#### The input

PR #620, opened 2020-04-10
Add a locale switcher

### LINKED ISSUE #428: Make a language switcher for the site

DeeDeeG:
# Context
- Finishes the work started in #585
- Fixes #428
- Adds a language switcher, rewires some of the routing and locale handling to support the locale switcher.

# Summary of Changes

- Add a default URL parameter, `:locale` that will render as `?locale=[your-locale-code-here]` in the URL. E.g. `/restrooms/new?locale=es` is the "Add a New Restroom" page, explicitly in Spanish.
- Enable optional routing to locale-prefixed versions of most URLs in the app. E.g. `/fr/restrooms/new` is the "Add a New Restroom" page, explicitly in French.
- Add locale-switching links to the footer, approach inspired by the footer at https://rubygems.org
- Most dynamically-generated links automagically use the locale prefixes (like `/pt-BR/`) now.
  - Exceptions appear to be... `/admin` (locale switcher and URL prefixing don't seem to work here.)
  - The site root/homepage `/` can work with locale prefixes, but the link in the header seems to prefer locale parameters `/?locale=[your-locale-code-here]`

# Checklist

- [ ] Added Unit Tests
- [ ] CI Passes

# Screenshots

### DIFF
--- a/app/assets/stylesheets/components/common.scss
+++ b/app/assets/stylesheets/components/common.scss
@@ -145,3 +145,7 @@ footer {
         color: #BE1E2D;
     }
 }
+
+.locale_link {
+    margin: 0px 5px;
+}
--- a/app/controllers/application_controller.rb
+++ b/app/controllers/application_controller.rb
@@ -10,7 +10,7 @@ class ApplicationController < ActionController::Base
   end
 
    def set_locale
-     I18n.locale = http_accept_language.language_region_compatible_from(I18n.available_locales)
+     I18n.locale = params[:locale] || http_accept_language.language_region_compatible_from(I18n.available_locales)
    end
 
 end
--- a/app/controllers/application_controller.rb
+++ b/app/controllers/application_controller.rb
@@ -13,4 +13,8 @@ class ApplicationController < ActionController::Base
      I18n.locale = params[:locale] || http_accept_language.language_region_compatible_from(I18n.available_locales)
    end
 
+  def default_url_options
+    { locale: I18n.locale }
+  end
+
 end
--- a/app/views/layouts/_footer.html.haml
+++ b/app/views/layouts/_footer.html.haml
@@ -18,11 +18,18 @@
     = "\&copy; #{t('.copyleft')}  #{Date.today.year} #{t('.refuge-restrooms')}".html_safe
     %br/
     %br/
-    = link_to 'English', request.query_parameters.merge({:locale => 'en'})
-    = link_to 'Español', request.query_parameters.merge({:locale => 'es'})
-    = link_to 'Filipino/Tagalog', request.query_parameters.merge({:locale => 'fil'})
-    = link_to 'Français', request.query_parameters.merge({:locale => 'fr'})
-    = link_to 'हिन्दी', request.query_parameters.merge({:locale => 'hi'})
-    = link_to 'Italiano', request.query_parameters.merge({:locale => 'it'})
-    = link_to 'polski', request.query_parameters.merge({:locale => 'pl'})
-    = link_to 'Português do Brasil', request.query_parameters.merge({:locale => 'pt-BR'})
+    = link_to 'English', request.query_parameters.merge({:locale => 'en'}), class: "locale_link"
+    &bull;
+    = link_to 'Español', request.query_parameters.merge({:locale => 'es'}), class: "locale_link"
+    &bull;
+    = link_to 'Filipino/Tagalog', request.query_parameters.merge({:locale => 'fil'}), class: "locale_link"
+    &bull;
+    = link_to 'Français', request.query_parameters.merge({:locale => 'fr'}), class: "locale_link"
+    &bull;
+    = link_to 'हिन्दी', request.query_parameters.merge({:locale => 'hi'}), class: "locale_link"
+    &bull;
+    = link_to 'Italiano', request.query_parameters.merge({:locale => 'it'}), class: "locale_link"
+    &bull;
+    = link_to 'polski', request.query_parameters.merge({:locale => 'pl'}), class: "locale_link"
+    &bull;
+    = link_to 'Português do Brasil', request.query_parameters.merge({:locale => 'pt-BR'}), class: "locale_link"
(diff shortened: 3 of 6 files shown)


DeeDeeG:
If anyone knows how to make this test passing again, I'd appreciate it a lot! :heart:

```ruby
Failures:

  1) the contact process should show a generic contact when contact is not from restroom form
     Failure/Error: visit restroom_path restroom
     
     ActionController::UrlGenerationError:
       No route matches {:action=>"show", :controller=>"restrooms", :locale=>#<Restroom id: 232, name: "Mission Creek Cafe", street: "1800 Market St", city: "San Francisco", state: "CA", accessible: false, unisex: false, directions: "Direction", comment: "Comment", latitude: nil, longitude: nil, created_at: "2020-04-11 00:04:34", updated_at: "2020-04-11 00:04:34", downvote: 11, upvote: 22, country: "US", changing_table: false, edit_id: 232, approved: true>}, missing required keys: [:id]
     # /usr/local/bundle/gems/actionpack-5.2.4.2/lib/action_dispatch/journey/formatter.rb:57:in `generate'
     # /usr/local/bundle/gems/actionpack-5.2.4.2/lib/action_dispatch/routing/route_set.rb:744:in `generate'
     # /usr/local/bundle/gems/actionpack-5.2.4.2/lib/action_dispatch/routing/route_set.rb:775:in `generate'
     # /usr/local/bundle/gems/actionpack-5.2.4.2/lib/action_dispatch/routing/route_set.rb:822:in `url_for'
     # /usr/local/bundle/gems/actionpack-5.2.4.2/lib/action_dispatch/routing/route_set.rb:273:in `call'
     # /usr/local/bundle/gems/actionpack-5.2.4.2/lib/action_dispatch/routing/route_set.rb:214:in `call'
     # /usr/local/bundle/gems/actionpack-5.2.4.2/lib/action_dispatch/routing/route_set.rb:331:in `block (2 levels) in define_url_helper'
     # ./spec/features/contacts_spec.rb:7:in `block (2 levels) in <top (required)>'

Finished in 40.73 seconds (files took 1.95 seconds to load)
62 examples, 1 failure

Failed examples:

rspec ./spec/features/contacts_spec.rb:4 # the contact process should show a generic contact when contact is not from restroom form
```

It seems like when `visit restroom_path restroom` is invoked here, a garbled `:locale` value gets piped in that has way too much unrelated data in it, and so it isn't valid as a locale. And the app gets rather unhappy about it.

---

Viewing restroom listings, and using the contacts page both work locally in Docker.

I think the test itself is broken here, and the app isn't misbehaving (other than not matching up well with the test anymore).

Since this test is related to using the "contact" page from a restroom listing, and that functionality was removed in https://github.com/RefugeRestrooms/refugerestrooms/pull/487, I'm somewhat tempted to just disable or greatly simplify this test.

mi-wood:
That test still sort of acts as a regression tests and tests navigation to `Contact`. It's implicitly filling in the parameters of `restroom_path` and setting `:locale` to the `restroom`. You can explicitly set it as `restroom_path(:id => restroom.id)`.

https://stackoverflow.com/questions/31224170/no-route-matches-action-show

DeeDeeG:
Thanks, @mi-wood, tests are passing now!

I think this is ready to merge.

DeeDeeG:
Gong to put these changes on staging for a bit, but it seems worth another deploy if they behave well.

DeeDeeG:
Turns out this does break some of the locale-prefix-less routes, like `/about`, `/business_info`, `/contact`, `/signs` and the hidden `/text`. It doesn't break `/restrooms/new`, `/restrooms/[id]`, or `/api/docs` though.

Either I need to figure out a fix (or someone can explain one to me/commit it themselves) or perhaps revert this PR for now in `develop` branch.

I find routing in Rails kind of tricky.

DeeDeeG:
Reverted for now, as this wasn't working as intended.

This was working with just the `?locale=[your-locale-here]` URL parameters, but was still kinda broken with the `/[your-locale-here]/` URL prefixes.

I would really like to get the URL prefixes working, but I need to read up more on the Rails router. (If anyone knows how to do this, feel free to step in!)

Also, there are hard-coded HTML anchor (`<a>`) tags from about to business_info, and vice-versa, but these are inside Internationalization (I18n) strings. I have to look up the interaction between haml and I18n here to properly translate the dynamic link with `link_to` and `[page-here]_path` helpers.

########

_Work to complete:_ Above are the entries. Copy exactly the part that opens with the line containing "Gong to put" and closes with the line containing "Turns out this", and no more.

_Written answer:_
Gong to put these changes on staging for a bit, but it seems worth another deploy if they behave well.

DeeDeeG:
Turns out this does break some of the locale-prefix-less routes, like `/about`, `/business_info`, `/contact`, `/signs` and the hidden `/text`. It doesn't break `/restrooms/new`, `/restrooms/[id]`, or `/api/docs` though.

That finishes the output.